Figure 6. At the MG stage, high RAR abundance allows it to form homodimers, thereby repressing ACS2 transcription and preventing premature ethylene biosynthesis. Once the autocatalytic ethylene synthesis loop is initiated, ethylene, together with NOR and RIN, represses RAR expression, thus relieving this inhibition and enabling full activation of the ripening regulatory cascade. At the RR stage, RAR levels remain lower but still sufficient, and may tend to form heterodimers with NOR, thereby attenuating the transcriptional activation of ACS2 and fine-tuning ethylene production during late ripening.

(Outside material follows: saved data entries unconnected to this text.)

PR #300, opened 2023-02-19
Project Guess Who

EmmaEngvall:


code/script.js
```diff
@@ -222,104 +274,143 @@ const generateBoard = () => {
...
-  // 2. Set a Message to show in the win or lose section accordingly
-  // 3. Show the win or lose section
-  // 4. Hide the game board
+// Function to start (and restart) the game
+const start = () => {
+  charactersInPlay = CHARACTERS //reset character to original array
+  winOrLose.style.display = 'none' //dont show win or lose display 
+  board.style.display = 'flex' //show the board again
+  setSecret() //sets a new secret person
+  generateBoard() //draw board w all characters
```
code-and-cats, line 405: good explanations!

code-and-cats (approved):
Such a cute idea and nice implementation of the Guess who-project! The game works well and
I was genuinely excited when I got the banana!!

The code has a nice structure and is easy to follow thanks to good comments. 
I'm wondering working with arrays instead of booleans for accessories might make the code more comprehensive? The selectQuestion has a couple of conditionals based on attribute. Some could possibly be ommitted if arrays were used instead, and would lessen the ammount of properties of each object if something was to be changed later on.

I'd love to see a counter, but also know we are on a time constraint, so choices have to be made. I think it's a perfectly functioning game and it looks really cute with the Gru picture and the minions (I especially love Derek!). Well done!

The dual role of RAR in both ethylene-mediated ripening and light sensitivity suggests the gene function may act as a convergence point linking environmental signals with fruit maturation processes. Further investigation is required to elucidate the molecular mechanisms by which RAR modulates these processes, but our results provide preliminary evidence that RAR may help fine-tune the timing of ripening in response to changing environmental conditions, thereby maintaining reproductive success and crop quality under stress-prone scenarios. The responsiveness of RAR to light conditions suggests its potential utility in low-latitude open-field cultivation or controlled-environment agriculture, such as plant factories, where intense or artificial lighting is common. Accelerating the time to harvest under such conditions could contribute to increased cropping cycles and production efficiency.

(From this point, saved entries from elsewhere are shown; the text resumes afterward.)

PR #303, opened 2023-02-19
Oscar's Guess Who Project

OscarSindemark:
I realize the 'other' tab doesn't work correctly, have mercy on me!


RegSod (commented):
Neat coad. Easy to follow. Coldn't read the js-file though. When I click script js, I can only read CSS.

PR #307, opened 2023-02-22
Guess who app

dannebrob:
new PR, since the first only included the html?


EmmaEngvall:
Hi Daniel,

I think that you have done a great job with this project. You have really gone for the stretch goals with a question counter, timer and an overlay and executed them well. Good job!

4.3 Interregulation of RAR, NOR and RIN during the transition to ripening

The transcriptional regulation governing the transition from fruit development to ripening, often referred to as the transition stage, remains poorly defined. The induction of autocatalytic ethylene biosynthesis is known to involve a complex regulatory cascade, including mutual regulation and feedback between key TFs such as NOR and RIN (Fujisawa et al., 2013; Giovannoni et al., 2017; Liu et al., 2024). While NOR and RIN are well established as master regulators activated at the BR stage, our findings show that RAR participates in this intricate regulatory framework, serving as a molecular gatekeeper to delay ripening onset. In RNAi-RAR fruits, we observed precocious activation of NOR and RIN expression, which was accompanied by increased ethylene production prior to the BR stage (Figure 2). These results suggest that RAR-mediated repression of NOR and RIN expression helps to prevent untimely entry into the ripening phase in wild-type. On the other hand, the expression of RAR is elevated at both the MG and BR stages in the rin mutant, and also at the BR stage in the nor mutant (Figure 3). These expression patterns suggest the presence of a dual-layered negative feedback mechanism in which both ethylene and its upstream transcriptional activators (NOR and RIN) contribute to the suppression of RAR expression. This suppression likely facilitates the transition from a repressive to an active ripening state (Figure 6).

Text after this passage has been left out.